日本においてそれ系の表現の極北は円城塔なんですけど、彼の作品は多分読者の9割くらいを置いてけぼりにするので、少年誌らしく楽しめつつも十分に複雑な世界を提示して、読者に対して想像の余地も残してるチェンソーマンはかなり曲芸じみた事をやり遂げてるという感じです。
チェンソーマンは少年誌によくあるバトル漫画のフリをしてはいるけど、実際のところ藤本タツキが自分の考えた時間や世界や可能性のあり方を楽しむ作品だと思ってます。そこまで複雑な理を考えたにも関わらず工芸品のように全部を見せていくのではなくて、必要な所以外は何も語らない潔さも良い。
あとチェンソーマンの世界で失われた様々な存在が示唆されているのも良かったね。マキマがそれを明示したことで、現実と比較してあの世界が失ったであろう様々な物が浮かび上がるのはよい仕掛けだと思った。

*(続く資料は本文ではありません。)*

PR #482, opened 2020-09-30
Add SymptomGroup to context

amandabeiner:
Why:
As a user, I want to know how at risk I am so that I can get accurate
recommendations for my demographic information and symptoms.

僕が感じたチェンソーマンの魅力は物語の構造そのものが楽しいところかなー。藤本タツキ作品は概ねそうなんだけど。チェンソーマンは明らかに複数の世界線(もしくはループ)を並行して描いてるのが良かった。あとは映画や名画へのオマージュ的な構図がたまにあってニンマリ出来たり。